Sublets

Moving out. Moving in. Never moving forward.

Sublets: Three Rooms, Two Roommates, One Big Problem.

Feeling all the feelings

The last week has been an intense one.  Truly, I have been feeling all the feelings. I have run the gamut from fear to bliss, from trepidation to excitement.  I have gone from moments of complete confidence to silently talking myself down from the cliff as I sit on a crowded subway. Wearing too many layers. Drinking hot coffee. Sweating. 

And, as the our pilot premiere/Kickstarter Launch party loomed closer and closer and it was finally time to press play in front of an audience and reveal all we have been working on, my pulse was racing.  I thought silently "Here we go..." as my finger moved the mouse over that teeny-tiny triangle button.  I do not usually get nervous, but in that moment I felt vulnerable.  Negative thoughts popped into my head.  What if people don't laugh?  What if people are unimpressed?  What if my acting is ACTUALLY TERRIBLE?  ...What if I am in over my head?  

...What if no one wants to donate to our Kickstarter after seeing this?

In hindsight, I'll admit all of these were silly fears; unproductive and unhelpful. But it is easy to let your mind get carried away.  If you listen to fear and give it command, it will bring you to your knees.

But by silencing my fear I learned confidence.  And it became even clearer to me that people are not born with confidence.  No one intrinsically  has it.  Confidence, especially in yourself, grows from a few things: conquering fear, pushing the envelope, and stepping outside your comfort zone. It's a powerful and important lesson because once you learn it, it makes fear a powerful tool rather than a hindrance. If I feel my pulse quicken, and my inner monologue says, "Here we go..." I know from experience that I am doing the right thing; that I am on the correct path.  

I felt my pulse on Sunday night.  I am indeed, on the right path.

For those of you who could not attend the party just know it was a joyous and happy night.  Over 100 people turned out and watched the pilot of Sublets.  The climax of my anxiety gave way to cheers and whoops of people excited to support our endeavor...and as I stood in the back of the theatre with my arm around my girlfriend and listened to the laughter as the jokes DID land, as my acting WAS  okay, as people WERE impressed, and looked to Caitlin and knew we were NOT in over our heads, I knew I had found a feeling so wonderful that there are very few times in my life that could compare.

As I write this five days later we have passed 25% funded -a huge benchmark and a huge accomplishment! It is overwhelming in itself that in less than 100 hours we have come so much closer to solidifying my dream.  The thought that if I can do this three more times in the next 25 days my dream WILL happen gives me giddy excitement.  It will no longer be in question.  I have a lot of work ahead of me and I'm trying not to let the excitement of a great start leave me sitting pretty, waiting.  There are literally hundreds of people to ask for support, not one of which I can take for granted! It takes a large group of people to raise this kind of money and I am feeling lucky in that I have a network of people to reach out to. 
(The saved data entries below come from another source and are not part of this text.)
Issue #4540, opened 2025-06-26
Questions 'hints' do not appear on questions groups


evilaliv3:
As spotted by @susannaferro apparently questions 'hints' seems to not appear on questions group.

I can confirm this is the case and probably the bug exists since initial version 5.0.0

PR #4541, opened 2025-06-26
Fix issue #4540

evilaliv3:
This should fix the issue #4540 reported by @susannaferro 

The popover was actually not implemented. 

I consider that we could ship this in next minor 5.0.72


evilaliv3:
@msmannan00 : would you please check this pull request and proceed with your review?

Is all is correct you should be able to mark the pull request as reviewed and merge it.

PR #4565, opened 2025-07-02
Feature: Implement Docker-based building and client tests

AnXh3L0:
This PR aims to improve the current Docker-building methodology, by re-using the same build.yml file while adding a new install-docker script. Among the changes, we have implemented parallel Docker building and test execution on all the distros we currently support, with bookworm as the default one.

Additionally, the Cypress tests have been changed to run on these Docker instances, and Lighthouse testing has been added for the three main public-facing pages, that do not require log in.

Currently, the workflows may fail because there's a few Cypress tests failing, but the workflow is generally stable. A few changes have been introduced to the .dockerignore and the .gitignore files, in order to prevent local tests from being accidentally commited to the remote repo.

Moreover, almost every step of the build is commented, in order to make it easier to understand what each line does. At the moment, the workflow takes about 30-40 minutes to execute, when running the default bookworm build process.


evilaliv3:
Hey @AnXh3L0 

I just noticed this now, shall i proceed with a first round of review or is there still something you want to complete?

I will give this a try tomorrow.

I see that the test run is failing but it is probably due to problems related to the devel branch, while for this changes we could directly instegrate inside the stable.

AnXh3L0:
@evilaliv3 yes, I think you can start with a first round of review, I don't think there's anything else I can add for now.

evilaliv3:
I remodeled the pull request to be based on current stable branch in order to perform a first review.

.gitignore
```diff
@@ -3,3 +3,20 @@ backend/workingdir/
...
+docker-build/
+
+# Temporary build directories (used by enhanced test-docker.sh)
+../temp-build-*/
+
+# Build artifacts
+build/
+
+# Lighthouse reports generated by CI/CD
+client/lighthouse-results/
```
evilaliv3: As discussed let's remove thesechanges will we figure out in a separated ticket how to handler .gitignore

docker/.dockerignore
```diff
@@ -0,0 +1,14 @@
...
+!deb/
+!install-docker.sh
+!Dockerfile*
+
+# Exclude any backup or temporary files
+*.bak
+*.tmp
+*.log
+.DS_Store
+Thumbs.db
```
evilaliv3: For the moment lets skipp to add a dockerignore file trying to understand better how to handle it. Anyway for example on github there won't be files like .DS_Store or Thumds.db

docker/Dockerfile
```diff
@@ -1,16 +1,59 @@
...
+
+# Run the appropriate installation method based on INSTALL_FROM argument
+RUN echo "DEBUG: INSTALL_FROM=${INSTALL_FROM}, DISTRIBUTION=${DISTRIBUTION}" && \
+    if [ "${INSTALL_FROM}" = "local" ]; then \
+        echo "--- Performing local installation ---"; \
+        chmod +x /tmp/install-docker.sh && \
+        /tmp/install-docker.sh; \
+    else \
+        echo "--- Performing remote installation ---"; \
+        wget https://deb.globaleaks.org/install-globaleaks.sh -O /tmp/install-globaleaks.sh && \
```
evilaliv3: it was discussed to side load the file locally without downloading it from deb.globaleaks.org

docker/docker-compose.yml
```diff
@@ -1,16 +1,147 @@
...
+      interval: 10s
+      timeout: 5s
+      retries: 12
+      start_period: 30s
+    environment:
+      - DISTRIBUTION=focal
+    profiles:
+      - testing
+      - test-focal
+      - test-all
```
evilaliv3: this seems very doplicate once for each distro/version but if really necessry fine to keep this for now

docker/install-docker.sh
```diff
@@ -0,0 +1,95 @@
+#!/bin/bash
+# Docker-specific GlobaLeaks installation script
```
evilaliv3: Which are the specific details of this script? It appears mostly duplicated.

I suggest to evaluate to amend the original script with the few changes that are necessary to make it work in both the contexts.

evilaliv3 (changes requested):
Hello @AnXh3L0 , i've loaded all my current comments suggesting the changes to apply before merge.

AnXh3L0:
Thanks for the comments @evilaliv3, I am checking and applying the changes you requested.

docker/docker-compose.yml
AnXh3L0: These are necessary if we want to be able to run multiple/parallel Docker tests for the different distros/versions

docker/docker-compose.yml
```diff
@@ -1,16 +1,147 @@
...
     volumes:
       - globaleaks:/var/globaleaks
     ports:
       - 80:8080
+      - 8080:8080
       - 443:8443
+      - 8443:8443
+    profiles:
+      - production
+      - ""  # Default profile
```
evilaliv3: @AnXh3L0: which is the difference in these two profiles and when are they used?

docker/Dockerfile
```diff
@@ -1,14 +1,58 @@
-FROM debian:bookworm-slim@sha256:36e591f228bb9b99348f584e83f16e012c33ba5cad44ef5981a1d7c0a93eca22
+# GlobaLeaks Unified Dockerfile
+# Supports both production (remote) and testing (local) installs.
+#
+# Build Arguments:
+#   BASE_IMAGE:     The base image for the OS (e.g., debian:bookworm-slim)
+#   DISTRIBUTION:   The target distribution codename (e.g., bookworm)
+#   INSTALL_FROM:   Installation mode. 'remote' (default) or 'local'.
 
+ARG BASE_IMAGE=debian:bookworm-slim
```
evilaliv3: for reproducibility reason, i suggest to keep the sha256 of the current latest image

docker/docker-compose.yml
```diff
@@ -1,16 +1,147 @@
...
+
+  # Testing services for each distribution
+  globaleaks-test-bookworm:
+    build:
+      context: ..
+      dockerfile: docker/Dockerfile
+      args:
+        INSTALL_FROM: local
+        DISTRIBUTION: bookworm
+        BASE_IMAGE: ${BASE_IMAGE_BOOKWORM:-debian:bookworm-slim}
```
evilaliv3: @AnXh3L0: could we add the hash in any BASE_IMAGE defined in this file?

scripts/install.sh
```diff
@@ -161,18 +218,56 @@ if [ -d /globaleaks/deb ]; then
...
-    DO "apt-get install globaleaks -y"
+    if [ $DOCKER_ENV -eq 1 ]; then
+      DO "apt-get install globaleaks -y -o Dpkg::Options::=\"--force-confdef\" -o Dpkg::Options::=\"--force-confold\""
+    else
+      DO "apt-get install globaleaks -y"
+    fi
+  fi
+  
+  # For remote installation, also prevent service restart in containers
+  if [ $DOCKER_ENV -eq 0 ] && ([ -f /.dockerenv ] || [ -n "${container}" ] || grep -q '/docker\|/lxc' /proc/1/cgroup 2>/dev/null); then
```
evilaliv3: @AnXh3L0 : would you please explain to me this line and what it makes? when do we need lxc?

evilaliv3 (changes requested):
Thank you @AnXh3L0 

I think all is good to go. I would amiliorate just adding the hashes of all the base images used

docker/Dockerfile
AnXh3L0: Ok, adding back the sha256

scripts/install.sh
AnXh3L0: It checks if we are running inside a container, in case the first time we don't get a correct detection, sort of like a failsafe. The lxc is actually not necessary in this case, since I didn't know if any of our users ever deployed GlobaLeaks in lxc, so I assume we can probably remove it completely and only check for Docker instead.

evilaliv3: yes i think so, better to remove something that we are not controlling or that was explicitly requested by a user actively using it.

docker/docker-compose.yml
AnXh3L0: It's just for clarity/declaration purposes, it doesn't really do much else. Basically it allows us to test for every distro/case with a single command, and if necessary, it can be re-used in the future to run different things when the specific profile is chosen.

evilaliv3:
Thank you @AnXh3L0 

Actually i notice still duplication in hash definition and hash usage.

As example i refer to:
```bash
BASE_IMAGE_BOOKWORM: debian:bookworm-slim@sha256:36e591f228bb9b99348f584e83f16e012c33ba5cad44ef5981a1d7c0a93eca22
```

and:
```bash
BASE_IMAGE: ${BASE_IMAGE_BOOKWORM:-debian:bookworm-slim@sha256:36e591f228bb9b99348f584e83f16e012c33ba5cad44ef5981a1d7c0a93eca22}
```

Above is defined an hash but while using it the hash is provided again. Is this necessary or could we write it once?

evilaliv3 (approved):
🚀 LGTM @AnXh3L0 !

In my review i've applied the following changes and attempted to reduce code duplication:
    - restored original static docker-compose.yml used for production purposes
    - extended original docker-compose with health checks as in new testing compose
    - add missing testing of debian bullseye
    - removed usage of deprecated apt-key

Proceeding with the merge!

Issue #4566, opened 2025-07-02
Limit subdomain length


evilaliv3:
This ticket is to keep track of the activities related to limiting the subdomain length for tenants.

the fix is necessary both for reasons of functionality and accessibility since too long names either not work technically or from usability point of view.

evilaliv3:
with the previous patch i'm proposing to lower the limit subdomains to 40 that is definitely more than enough for an accessible name.

We might consider testing this length and eventually shorten this in the future.

PR #4575, opened 2025-07-03
Fix issue #4566

evilaliv3:
This should fix the issue https://github.com/globaleaks/globaleaks-whistleblowing-software/issues/4566

I consider that we could ship this in next minor 5.0.72

### DIFF
--- a/client/app/src/pages/admin/sites/siteslist/siteslist.component.html
+++ b/client/app/src/pages/admin/sites/siteslist/siteslist.component.html
@@ -60,7 +60,7 @@
           </div>
           <div class="form-group">
             <label>{{'Subdomain'|translate}}</label>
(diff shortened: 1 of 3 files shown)


evilaliv3:
@msmannan00 : would you please check this pull request and proceed with your review?

Is all is correct you should be able to mark the pull request as reviewed and merge it.

msmannan00 (approved):
The changes are pretty straightforward. Just one thing—could this impact the existing system? For example, users who already have subdomains exceeding the new length limit might encounter issues when making minor updates. They could suddenly find that 40-character subdomains are no longer supported and be forced to rethink and shorten them. That said, 40 characters is already quite long, so this probably won’t be an issue for most users

evilaliv3:
Thank you @msmannan00 for your wise consideration.

No it wont impact users since it will only apply to new configurations or edited configurations.

Issue #4581, opened 2025-07-09
Date field not showing correctly in a different language.


mdio33:
### Prerequisites

- [x] I have read the [contributing guidelines](https://github.com/globaleaks/globaleaks-whistleblowing-software/blob/main/.github/CONTRIBUTING.md)
- [x] I have [searched existing issues](https://github.com/globaleaks/globaleaks-whistleblowing-software/issues?utf8=%E2%9C%93&q=is%3Aissue) for duplicates or prior discussions
- [x] I have attempted to [reproduce the issue](https://try.globaleaks.org) on [try.globaleaks.org](https://try.globaleaks.org)

### What version of GlobaLeaks are you using?

Latest version and in try.globaleaks.org

### On which distribution/version is GlobaLeaks installed?

Debian 24.04.2

### What browser(s) are you seeing the problem on?

All

### What operating system(s) are you seeing the problem on?

Windows

### Describe the issue

Hello.

<img width="431" height="701" alt="Image" src="https://github.com/user-attachments/assets/e90e570e-0377-46b9-83d1-bb796dad305c" />

Using the latest version (updated yesterday) and on your test system, when trying to use a date field with the Portuguese language, there is overlapping of characters as you can see in the image.

Thank you for your help.

AnXh3L0:
Thanks for opening an issue for this @mdio33. We are currently triaging and will let you know soon.

AnXh3L0:
Thanks for the wait @mdio33, we have successfully triaged the issue and added the Bug label. We have identified the root cause and will release a fix for it in the upcoming 5.0.73 release!

mdio33:
Thank you.

I don't know if that happen with other languages, but i'm sure you will keep that in mind. :)

Thanks again.

AnXh3L0:
@mdio33 this issue has been resolved in the latest merged pull request https://github.com/globaleaks/globaleaks-whistleblowing-software/pull/4585. It will be included in the upcoming 5.0.73 release.

PR #4585, opened 2025-07-14
Fix for issue #4581

AnXh3L0:
In this pull request, I have addressed the issue https://github.com/globaleaks/globaleaks-whistleblowing-software/issues/4581 and implemented the following changes:

- Registered missing locales/languages from the locale-provider.ts helper file, fixing Angular error NG0701.
- Changed formatDate function in the custom-datepicker-i18n.ts file from the previous EEE to the EEEEE format, in order to display the short version for the week days, preventing the text overflow in several languages/locales with longer strings. This solution also prevents the need for visual/CSS changes.

### DIFF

My feelings have changed in the last week; the generosity of others has astounded me.  I had not felt the gravitas of experiencing people give selflessly to support me in such a tangible way.  People are coming out of the woodwork who I would have never thought to even approach for a donation and sending notes of hope and enthusiasm for what we are trying to accomplish!  After all of these events, benchmarks, conversations, moments, and challenges in the last week--after the ups and downs, the fears and the thrills-- the feeling that resounds loudest within me is thankfulness.  

So I guess that's what I want to say. Thank you. 

thank you for being here. thank you for the support. thank you for sharing.